Though Novo Nordisk continues to rake in massive profits from its blockbuster drugs Ozempic, Wegovy, Victoza and Saxenda—prescribed to treat obesity and Type 2 diabetes—the Danish drugmaker is still courting other approaches.
In its ongoing work to branch out from pharmaceutical injections, which also include a variety of insulins and their respective delivery technologies, Novo has joined forces with GE HealthCare to develop a drug-free, noninvasive treatment for obesity and Type 2 diabetes.
According to Thursday’s announcement about the partnership, their treatment will center on peripheral-focused ultrasound technology, an area in which GE HealthCare has already conducted “extensive foundational research.” Financial terms of the team-up weren’t disclosed.
While ultrasound has traditionally been used for monitoring and diagnosis, PFUS allows the technology to take a more active role in treating disease: It sends out soundwaves to activate specific areas of the nervous system, with an aim of modulating certain nerve responses.
GE researchers have been working on developing PFUS technology since 2016, with support from a variety of research institutions and the U.S. government—in the form of a $2.9 million project it began in 2018 with the Defense Advanced Research Projects Agency, better known as DARPA.
A study published in 2021 by scientists from GE Research and the Feinstein Institutes for Medical Research described how using ultrasound to stimulate metabolic sensory neurons in the livers of mice over the course of eight weeks was associated not only with significant weight loss but also a reduction in inflammation and other obesity-related complications.
A year later, another study demonstrated similar success in applying the PFUS technology to Type 2 diabetes: The authors concluded that sending ultrasound pulses to stimulate metabolic nerve pathways in mice livers could restore glucose homeostasis, preventing or reversing the onset of high glucose levels.
The new partnership will build on those findings, adding Novo Nordisk’s expertise in metabolic disease treatment and management into the mix to fine-tune the PFUS technology for real-world, human use.
“In an era where diabetes is increasing around the globe, we are enthusiastic about the potential for ultrasound to help people live healthier lives,” Roland Rott, president and CEO of the ultrasound division at GE HealthCare, said in this week’s release. “This collaboration with Novo Nordisk opens a path to evolve ultrasound from a means of screening and diagnosis into therapy, as well. We are eager to validate and further develop this potentially groundbreaking science, as we strive to offer patients alternative treatment options for chronic diseases.”
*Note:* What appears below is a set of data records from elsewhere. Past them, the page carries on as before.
PR #951, opened 2021-11-12
Replace (rather than overwrite) packages in fhir cache

cmoesel:
This PR fixes a bug I noticed in regression that occurs if you have a `#current` package in your fhir cache with certain characteristics and SUSHI attempts to update it with a newer version.  In this case, you get an error like the following:
> error Failed to load dk.fhir.ig.dk-core#current: ENOTEMPTY: directory not empty, rename '/Users/cmoesel/.fhir/packages/dk.fhir.ig.dk-core#current/example' -> '/Users/cmoesel/.fhir/packages/dk.fhir.ig.dk-core#current/package/example'

This happens because there is an `example` folder in the root of the project's cache and in the `package` subfolder.  When our package "cleaning" function runs, it tries to copy `./example` to `./package/example`, but since `./package/example` already exists, it fails.  The solution is to ensure that when we update a package in the cache, we completely _replace_ its contents rather than _overwriting_ its contents in place.  This is actually better anyway since the previous approach could allow stale data to remain if a file existed in an older package but was deleted in a newer package (and thus remained in the cache as the older version).

To reproduce, use the currently released SUSHI or the sushi on master:
1. Download and extract the [KL-dk-master.zip] project archive(https://github.com/hl7dk/KL-dk/archive/refs/heads/master.zip).
2. `cd` into the extracted project and run SUSHI.
3. If you already had an older version of its dependency (dk-core) in your fhir cache, you might get the error right away. You've reproduced it easily!
4. If you did not get an error, then you either did not have dk-core in your cache or it was already up-to-date and/or clean. You will need to manually adjust it in your cache as detailed below.
5. Copy the `package/example` folder to the root of the dk-core#current project in the cache.
    a. `cp -r ~/.fhir/packages/dk.fhir.ig.dk-core\#current/package/example/ ~/.fhir/packages/dk.fhir.ig.dk-core\#current/example/`
6. Edit dk-core#current's `package.json` so the `date` is earlier than whatever date is currently in there.
    a. `vi ~/.fhir/packages/dk.fhir.ig.dk-core\#current/package/package.json`
7. Run SUSHI on the KL-dk-master and you should get the package load error.
8. Note that if you run it again, it will succeed now since the date is updated in the `package.json` so it does not attempt to download again.  To get the error again, do steps 5-7 again.

If you do the same using the SUSHI from this PR branch, then you won't get the error.  Make sure you do steps 5-7 above to ensure the proper error condition is in place.  After word, you should also notice that `~/.fhir/packages/dk.fhir.ig.dk-core\#current` has only a single `package` subfolder since we replaced the full contents.

### DIFF
--- a/src/fhirdefs/load.ts
+++ b/src/fhirdefs/load.ts
@@ -128,26 +128,31 @@ export async function loadDependency(
 
   // If the packageUrl is set, we must download the package from that url, and extract it to our local cache
   if (packageUrl) {
-    // Create a temporary file and write the package to there
-    temp.track();
-    const tempFile = temp.openSync();
-    const targetDirectory = path.join(cachePath, fullPackageName);
     logger.info(`Downloading ${fullPackageName}...`);
     const res = await axios.get(packageUrl, {
       responseType: 'arraybuffer'
     });
     if (res?.data) {
       logger.info(`Downloaded ${fullPackageName}`);
-      fs.ensureDirSync(targetDirectory);
+      // Create a temporary file and write the package to there
+      temp.track();
+      const tempFile = temp.openSync();
       fs.writeFileSync(tempFile.path, res.data);
-      // Extract the package from that temporary file location
+      // Extract the package to a temporary directory
+      const tempDirectory = temp.mkdirSync();
       tar.x({
-        cwd: targetDirectory,
+        cwd: tempDirectory,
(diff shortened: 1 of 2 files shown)


julianxcarter (approved):

mint-thompson (approved):
hooray!

PR #952, opened 2021-11-12
Fix slicing cardinality validation

ngfreiter:
This makes it so that if a single element is sliced, we allow it as long as it is inherited from a parent element. But if the FSH tries to apply a `contains` rule on a single element, we log an error.

For example, this should be an error:
```
Profile: V
Parent: Immunization
* vaccineCode ^slicing.discriminator.type = #pattern
* vaccineCode ^slicing.discriminator.path = "$this"
* vaccineCode ^slicing.rules = #open
* vaccineCode ^slicing.description = "Slicing example"
* vaccineCode contains slice1 0..1 and slice2 0..1
```

But if you test the similar situation in the https://github.com/hl7ch/ch-etoc IG on the ChEtocImmunizationSection, which inherits from the ChVacdImmunizationSection profile, it should log no error, because the slicing is introduced in a dependency, not in the FSH itself.

### DIFF
--- a/src/errors/InvalidElementForSlicingError.ts
+++ b/src/errors/InvalidElementForSlicingError.ts
@@ -1,5 +1,12 @@
-export class InvalidElementForSlicingError extends Error {
+import { Annotated } from '.';
+
+export class InvalidElementForSlicingError extends Error implements Annotated {
+  specReferences = [
+    'http://hl7.org/fhir/elementdefinition-definitions.html#ElementDefinition.slicing'
+  ];
   constructor(public path: string) {
-    super(`Cannot slice element '${path}' which is not an array or choice`);
+    super(
+      `Cannot slice element '${path}' since FHIR only allows slicing on choice elements (e.g., value[x]) or elements with max > 1`
+    );
   }
 }
--- a/src/errors/InvalidElementForSlicingError.ts
+++ b/src/errors/InvalidElementForSlicingError.ts
@@ -1,0 +1,5 @@
+export class InvalidElementForSlicingError extends Error {
+  constructor(public path: string) {
+    super(`Cannot slice element '${path}' which is not an array or choice`);
+  }
+}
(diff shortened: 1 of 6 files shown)


src/errors/InvalidElementForSlicingError.ts
```diff
@@ -0,0 +1,5 @@
+export class InvalidElementForSlicingError extends Error {
```
cmoesel, line 1: I know we haven't really used this functionality much, but... I think it would be good for this to `implements Annotated` and have:
```ts
specReferences = ['http://hl7.org/fhir/elementdefinition-definitions.html#ElementDefinition.slicing'];
```

src/errors/InvalidElementForSlicingError.ts
```diff
@@ -0,0 +1,5 @@
...
+  constructor(public path: string) {
+    super(`Cannot slice element '${path}' which is not an array or choice`);
```
cmoesel, line 3: I think we could clarify this message a bit more.  Either:

> Cannot slice element '${path}' since it is not an array or choice

or spelling it out even more

> Cannot slice element '${path}' since FHIR only allows slicing on choice elements (e.g., value[x]) or elements with max > 1

cmoesel (changes requested):
This works well.  I only have a couple of minor suggestions regarding the error itself.

src/errors/InvalidElementForSlicingError.ts
ngfreiter: https://github.com/FHIR/sushi/pull/952/commits/6e644f6f9393105bf1b2b6925f49a939c47cbcd7

src/errors/InvalidElementForSlicingError.ts
ngfreiter: https://github.com/FHIR/sushi/pull/952/commits/6e644f6f9393105bf1b2b6925f49a939c47cbcd7

cmoesel (approved):
Looks good!  @mint-thompson or @julianxcarter -- can we get a second review on this by mid-afternoon-ish?

julianxcarter (approved):
Works well!

PR #2519, opened 2024-03-15
Add the feature to handle ghcr credentials instead of quay

zeroalphat:


docs/neco.md
```diff
@@ -99,7 +99,7 @@ Synopsis
 
 * `neco join LRN [LRN ...]`
 
-    Prepare certificates and files to add this server to the cluster.
```
yokaze, line 102: The trailing double spaces mean a line break in markdown, so we need to keep it.

yokaze (changes requested):
Could you please also update `docs/etcd.md`?

docs/neco.md
zeroalphat: Formatter had deleted it on its own, so I put it back.
Sorry.

yokaze (approved):
LGTM!

PR #2525, opened 2024-03-21
Fix repair queue config to use appropriate commands

morimoto-cybozu:
* In the case of `unhealthy`, the iDRAC of the unhealthy machine may not
    be working.  So we should skip `neco bmc repair dell reset-idrac`.
* In the case of `unreachable`, SSH to the machine is likely to fail.
    So we should skip `ckecli ssh $1 ...`.
* A repair command in the form of `sh -c '...'` is hard to cancel.
    We should use `sh -c 'exec ...'` if possible.

### DIFF
--- a/etc/cke-template.yml
+++ b/etc/cke-template.yml
@@ -37,13 +37,13 @@ repair:
     repair_operations:
     - operation: unhealthy
       repair_steps:
-      - repair_command: ["sh", "-c", "timeout 30 neco bmc repair dell reset-idrac $1 || ckecli ssh $1 -- docker exec setup-hw racadm racreset soft", "reset-idrac"]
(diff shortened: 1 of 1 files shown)


zeroalphat (dismissed):
LGTM

YZ775 (dismissed):
LGTM

masa213f (approved):

morimoto-cybozu:
@zeroalphat @YZ775 @masa213f 
Thank you for reviewing my PR.
I've updated one of repair commands to use `sh -c 'exec ...'` instead of `sh -c '...'`.
Would you please re-review it?

YZ775 (approved):
LGTM

PR #2535, opened 2024-04-03
Use docker credentials when pulling container images

zeroalphat:
In the current implementation, when pulling container images from neco, the credentials managed by either docker or neco are used.

When pulling container images, docker credentials will be used.
https://github.com/cybozu-go/neco/blob/b13aacd3b261ac6ba648a3d2e19a46839d928f6d/docker.go#L44-L47

When pulling a container image to tarball it, the credentials stored in neco will be used.
https://github.com/cybozu-go/neco/blob/b13aacd3b261ac6ba648a3d2e19a46839d928f6d/image.go#L42

I would like to be able to manage credentials in one of the two, because if I manage credentials in both, there is a possibility that credential update omissions may occur.
This PR will change to use docker credentials when pulling container images to tarball them.

I plan to remove the functions that manage credentials for pulling container images when they are no longer used.

### DIFF
--- a/image.go
+++ b/image.go
@@ -35,11 +35,7 @@ func (f ImageFetcher) GetTarball(ctx context.Context, img ContainerImage, w io.W
 		return err
 	}
 
-	auth := f.auth
-	if auth == nil || !img.Private {
-		auth = authn.Anonymous
-	}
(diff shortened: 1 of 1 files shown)


masa213f (approved):
LGTM

PR #2554, opened 2024-05-01
Make different artifacts.go included in the release

zeroalphat:
Make different artifacts.go included in the release for different environments.


masa213f (commented):
As I commented elsewhere, please consider whether we can stop using the build tag.

.circleci/config.yml
```diff
@@ -262,35 +259,27 @@ jobs:
...
-      - persist_to_workspace:
-          root: .
-          paths:
-            - "artifacts_release.go"
+      - run: make update-artifacts
+      - run: 
+          name: Compare artifacts
+          command: |
+            diffs=$(git diff --name-only main)
+            if [ "$diffs" = "" ]; then printf "%s\n" "$diffs"; exit 0; fi
```
morimoto-cybozu, line 272: The comparison seems inverted.

```suggestion
            diffs=$(git diff --name-only main)
            if [ "$diffs" != "" ]; then printf "%s\n" "$diffs"; exit 0; fi
```

And it could be simplified.

```suggestion
            git --no-pager diff --name-only main
```

I suppose that this `run` step is just for information.
We don't want to stop the sequence even if there were differences, right?

`git diff` without `--exit-code` option returns zero even if there were differences.
You can directly use this command.
In case you didn't know, if `git diff` returned non-zero, the assignment `diffs=$(git diff ...)` also returns non-zero and fails.

`--no-pager` may not be necessary.

.circleci/config.yml
```diff
@@ -429,40 +407,72 @@ workflows:
...
+          name: "build release with release prefix"
+          tags: "release"
           filters:
             branches:
               ignore: /.*/
             tags:
-              only: /^(release|test)-.*/
+              only: /^(release)-.*/
       - deploy_github:
+          name: "build release with release prefix"
```
morimoto-cybozu, line 435:
```suggestion
          name: "deploy release with release prefix"
```

docs/generate-artifacts.md
```diff
@@ -3,7 +3,7 @@ generate-artifacts
 
 `generate-artifacts` is a command-line tool to generate `artifacts.go`
 which is a collection of latest components. This is used while
```
morimoto-cybozu, line 5:
```suggestion
`generate-artifacts` is a command-line tool to generate `artifacts.go`,
which is a collection of the latest components. This tool is used in development.
It is also used in CI to check differences between the latest release and the versions in use.
```

updater/release_checker.go
```diff
@@ -52,7 +52,8 @@ func (c *ReleaseChecker) Run(ctx context.Context) error {
 		github.SetTagPrefix("test-")
 		c.check = github.GetLatestPublishedTag
 	case neco.StagingEnv:
-		c.check = github.GetLatestPublishedTag
+		github.SetTagPrefix("test-")
+		c.check = github.GetLatestReleaseTag
```
morimoto-cybozu, line 56: Do we need to change this?

morimoto-cybozu: At least the following should be updated:

* [`docs/cicd.md`](https://github.com/cybozu-go/neco/blob/release-2024.04.30-28619/docs/cicd.md#ci-flow)
    * The steps of "deploy for the staging data center" should be updated to include the following.
        * Remove the "pre-release" label from the target `test-` release.
    * It is still necessary to create a `release-` tag.  This may be done automatically for a released `test-` release.
    * It currently lacks a description for the dev data center, i.e., stage1.
* [`download-neco-deb`](https://github.com/cybozu-go/neco/blob/release-2024.04.30-28619/pkg/download-neco-deb/main.go#L32)
    * This should prepare the same `neco.deb` that is used in the staging data center.  We need to use the same algorithm with `neco-updater`.
    * I'm not sure whether we should update this just now or delay the update until we release this PR into stage0.  Probably **the former** because this command is used in the reproduced staging environment.
* [`find-installed-release`](https://github.com/cybozu-go/neco/blob/release-2024.04.30-28619/pkg/find-installed-release/main.go#L29)
    * This should return the same "datetime-rev" release name that is used in the staging data center.
    * I'm not sure whether we should update this just now or delay the update.  Probably **the latter** because this command is used to reproduce the staging environment.
    * [The caller](https://github.com/cybozu-go/neco/blob/release-2024.04.30-28619/pkg/find-installed-release/main.go#L29) should be updated too.

I may have overlooked something.

generator/generate_test.go
```diff
@@ -0,0 +1,144 @@
...
+	"github.com/google/go-cmp/cmp"
+	"github.com/google/go-containerregistry/pkg/name"
+)
+
+func TestGetLatestImage(t *testing.T) {
+	t.Parallel()
+
+	type args struct {
+		repo            name.Repository
+		release         bool
```
morimoto-cybozu, line 21: This is not used because `getLatestImage()` no longer receives a `release` parameter.

generator/generate_test.go
```diff
@@ -0,0 +1,144 @@
...
+				release: true,
+			},
+			tagsList: []byte(`{"tags":["0.1.0","0.2.0", "1.0.0"]}`),
+			img: &neco.ContainerImage{
+				Name:       imageName(testRepository),
+				Repository: testRepository.String(),
+				Tag:        "1.0.0",
+				Private:    false,
+			},
+		},
```
morimoto-cybozu, line 96: These two cases are the same.

docs/artifacts.md
```diff
@@ -4,24 +4,22 @@ Artifacts
 [Artifacts](../artifacts.go) is the collection of components tested in [dctest](../dctest/), which consists of container images, debian package, and Flatcar image.
 
 There are two artifacts files.  When generating neco binaries and the neco deb package, `artifacts.go` is used
-by default.  `artifacts_release.go` is used only when `release` build tag is given.
+by default.  `artifacts_prod.go` is used only when `release` build tag is given.
 
 - [artifacts.go](../artifacts.go)
 
     This file describes artifacts to be tested in development.
```
morimoto-cybozu, line 11:
```suggestion
    This file describes artifacts to be tested in development and staging.
```

docs/artifacts.md
```diff
@@ -4,24 +4,22 @@ Artifacts
...
     It should be updated with `generate-artifacts` command.
     You may edit the file **ONLY IF** you would like to test different combination of components.
 
-- [artifacts_release.go](../artifacts.go)
+- [artifacts_prod.go](../artifacts.go)
 
-    This file is for CI.  The CI job updates this file by using
-    `generate-artifacts --release`.
+    This file describes artifacts to be tested in production.
```
morimoto-cybozu, line 17:
```suggestion
    This file describes artifacts to be used in production.
```

docs/artifacts.md
```diff
@@ -4,24 +4,22 @@ Artifacts
...
+    It should be updated with `generate-artifacts --release` command.
 
     The developers are PROHIBITED to modify this file.  This is to prevent
     merge conflicts in CI flow.
```
morimoto-cybozu, line 21: I don't think it is prohibited so strictly now.

PR #2570, opened 2024-06-04
Add artifacts_ignore.yaml temporarily

tkna:


zeroalphat (changes requested):
It seems that `artifacts_ignore.yaml` also includes container images that are not relevant.
For example, `ghcr.io/cybozu/cilium` is not used on `artifacts.go`.
Can you run the `generate-artifacts` command at hand and re-specify the container images that need to be ignored?

tkna:
recreated a PR
https://github.com/cybozu-go/neco/pull/2571

PR #2586, opened 2024-06-20
Fix broken path

takara9:


YZ775 (changes requested):
I found there are another broken path.
Could you fix these too?

https://github.com/cybozu-go/neco/blob/e068e9a88d853a3387df210ec5b1d0964d0c96b4/docs/dctest.md?plain=1#L64

https://github.com/cybozu-go/neco/blob/e068e9a88d853a3387df210ec5b1d0964d0c96b4/docs/dctest.md?plain=1#L71

YZ775 (changes requested):
@takara9 
I think changes of this PR is fine.
Could you squash commits?

YZ775 (approved):
LGTM

PR #2609, opened 2024-07-18
Update containerd version and modify the configuration

zeroalphat:
- Update containerd to 1.7.20.
- Enable image pull with sync fs in k8s-containerd config to prevent data inconsistencies in the event of an unexpected shutdown.
- Fix load-containerd-image script.

### DIFF
--- a/ignitions/common/files/opt/bin/load-containerd-image
+++ b/ignitions/common/files/opt/bin/load-containerd-image
@@ -9,7 +9,7 @@ img="$1"
 tag="$2"
 filename=/tmp/$(basename "$img")
 
-if /opt/bin/ctr --address=/var/run/k8s-containerd.sock --namespace k8s.io image inspect "$tag" >/dev/null 2>&1; then
+if /opt/bin/ctr --address=/var/run/k8s-containerd.sock --namespace k8s.io images list | grep "$tag" >/dev/null 2>&1; then
     exit 0
 fi
 
--- a/Makefile.common
+++ b/Makefile.common
@@ -2,7 +2,7 @@
 
 ## These should be updated when Kubernetes is updated
 CKE_VERSION = 1.28.6
-CONTAINERD_VERSION = 1.7.13
+CONTAINERD_VERSION = 1.7.20
 NERDCTL_VERSION = 1.7.6
 CRITOOLS_VERSION = 1.30.0
 RUNC_VERSION = 1.1.12
--- a/ignitions/common/files/etc/k8s-containerd/config.toml
+++ b/ignitions/common/files/etc/k8s-containerd/config.toml
@@ -50,6 +50,7 @@ oom_score = -999
   [plugins."io.containerd.grpc.v1.cri"]
     disable_tcp_service = true
     image_pull_progress_timeout = "0s"
+    image_pull_with_sync_fs = true
     stream_server_address = "127.0.0.1"
     stream_server_port = "10010"
     stream_idle_timeout = "4h0m0s"


ignitions/common/files/opt/bin/load-containerd-image
```diff
@@ -9,7 +9,7 @@ img="$1"
 tag="$2"
 filename=/tmp/$(basename "$img")
 
-if /opt/bin/ctr --address=/var/run/k8s-containerd.sock --namespace k8s.io image inspect "$tag" >/dev/null 2>&1; then
+if /opt/bin/ctr --address=/var/run/k8s-containerd.sock --namespace k8s.io images list "$tag" >/dev/null 2>&1; then
```
YZ775, line 12: I think `ctr image list` does not take image name as argument.
Instead, how about using `ctr image info "name==$tag"`?
but, it does not return exit 1 even if image does not exist. so we have to check length of output.


```console
 $ ctr image list -h
NAME:
   ctr images list - List images known to containerd

USAGE:
   ctr images list [command options] [flags] [<filter>, ...]

DESCRIPTION:
   list images registered with containerd

OPTIONS:
   --quiet, -q  Print only the image refs
 ```

below is result of command in dctst
```console
cybozu@rack1-cs5 ~ $ sudo ctr --address /var/run/k8s-containerd.sock -n k8s.io image list "name==hoge"
REF TYPE DIGEST SIZE PLATFORMS LABELS 
cybozu@rack1-cs5 ~ $ echo $?
0
cybozu@rack1-cs5 ~ $ 

cybozu@rack1-cs5 ~ $ sudo ctr --address /var/run/k8s-containerd.sock -n k8s.io image list "name==ghcr.io/cybozu-go/coil:2.7.0"
REF                          TYPE                                                 DIGEST                                                                  SIZE     PLATFORMS   LABELS                          
ghcr.io/cybozu-go/coil:2.7.0 application/vnd.docker.distribution.manifest.v2+json sha256:e1dd5464e242d1c816b022014abf0a81b1d8c0543c0a550fbc1614ad886b0ec8 96.3 MiB linux/amd64 io.cri-containerd.image=managed 
cybozu@rack1-cs5 ~ $ 

```

YZ775 (changes requested):

ignitions/common/files/opt/bin/load-containerd-image
zeroalphat: @YZ775 
Sorry, my confirmation was insufficient 🙇.
I thought it would be better to use `grep` as follows, because I thought it might be affected when the behavior of `ctr` is changed in the case of checking by length.

```
if /opt/bin/ctr --address=/var/run/k8s-containerd.sock --namespace k8s.io images list | grep "$tag"  >/dev/null 2>&1; then
    exit 0
fi
```
I think it works well enough when checking with length, but I thought it would be easier to read with grep.

YZ775: @zeroalphat I agree with the idea!

YZ775: I confirmed the idea works fine.

```
cybozu@rack1-cs5 ~ $ if sudo ctr --address /var/run/k8s-containerd.sock -n k8s.io image list | grep ghcr.io/cybozu-go/coil:2.7.0 > /dev/null 2>&1; then echo "image exsits"; fi
image exsits

cybozu@rack1-cs5 ~ $ if sudo ctr --address /var/run/k8s-containerd.sock -n k8s.io image list | grep invalid_image_name > /dev/null 2>&1; then echo "image exsits"; fi
cybozu@rack1-cs5 ~ $ 
```

zeroalphat: Thanks for the confirmation!
I have corrected it.

YZ775 (approved):
LGTM

PR #2614, opened 2024-07-22
Add cilium api-rate-limit config

chez-shanpu:
This PR adds cilium's api-rate-limit config.

note: Cilium doesn't support api-rate-limit helm value at 1.13 (it's supported from 1.15).


terassyi (approved):
LGTM

PR #2619, opened 2024-07-25
Set timeout to FW update commands

masa213f:
part of https://github.com/cybozu-private/neco-tasks/issues/397

This PR set the default timeaout and timeout option to `neco isoreboot` and `neco apply-firmware`.

Sometimes SSH to the worker machines hangs and the command stops.
To prevent this, I set a timeout to child command execution.

According to the execution log of past runs, execution time of `isoreboot`'s child command was about 12~13 seconds; `apply-firmware`'s child command was about 70 seconds, on worker nodes.
So I set the default timeout as follows:

- isoreboot: 30sec
- apply-firmware: 5min

### DIFF
--- a/pkg/neco/cmd/apply-firmware.go
+++ b/pkg/neco/cmd/apply-firmware.go
@@ -8,6 +8,7 @@ import (
 	"path/filepath"
 	"sort"
 	"sync"
+	"time"
 
 	"github.com/cybozu-go/log"
 	"github.com/cybozu-go/neco"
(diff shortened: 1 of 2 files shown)


morimoto-cybozu (approved):
I'm not sure whether `context.WithTimeout()` works well for `well.CommandContext()`.
It would be good to run the command manually for test with a very short timeout.
(This does not mean the need to update the CI test.)

PR #2635, opened 2024-08-07
Fix CI instability

yokaze:
This PR fixes three flaky behaviors to improve CI stability.

- test: retry neco bmc config set bmc-user
  Previously, `neco bmc config set bmc-user` sometimes fails because it fails to send packets and receives a message with `"missing HTTP content-type"`.
  This PR implements `execRetryAt` and `handleBMCRetry` to see if it is caused by connection error.

- neco-worker: wait changing systemd service state until transient state ends
  neco-worker was not deterministic at stopping systemd service, because `systemd` rejects `systemd stop <service_name>` with message `"Job for <service_name> canceled."` when it is already changing its state, especially when it is in `activating` or `deactivating` state.

- test: wait placemat
  In minor cases PID of `placemat2` is not observed and CI fails. This fix waits until `pgrep --exact placemat2` succeeds.


tkna (approved):
LGTM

This isn’t the only non-pharmacological avenue that Novo Nordisk is currently exploring to expand the treatment options for Type 2 diabetes and obesity beyond ultra-popular semaglutide injections.
Earlier this year, the Big Pharma pulled back the curtain on a deal with Aspect Biosystems to back its development of bioprinted tissues that aim to treat the root causes of diabetes by replacing, repairing or bulking up existing cellular processes inside the body. Their collab kicked off with a $75 million upfront payment from Novo, but Aspect’s haul could ultimately reach as high as $2.675 billion, with $650 million available in milestone payments for each of four potential product lines.